• _GIVEN INFORMATION_:
PR #458, opened 2025-07-28
refactor: Remove pre-genesis polling

dknopik:
## Proposed Changes

Replace `poll_whilst_waiting_for_genesis` with a simple sleep to genesis. This function will never be useful in production, as SSV requires an already existing network to bootstrap the SSV contract (and then supply the address of that contract to Anchor). The only reason against removing `wait_for_genesis` altogether is that someone might pre-deploy the contracts in a local devnet and spin up the node before genesis has occurred. However, this scenario does not require the extensive logging offered by `poll_whilst_waiting_for_genesis`.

• _EXERCISE BRIEF_:
Each line from the top of the material above, through the one that contains "## Proposed Changes", should be restated word for word.

• _RESPONSE AREA_:
PR #458, opened 2025-07-28
refactor: Remove pre-genesis polling

dknopik:
## Proposed Changes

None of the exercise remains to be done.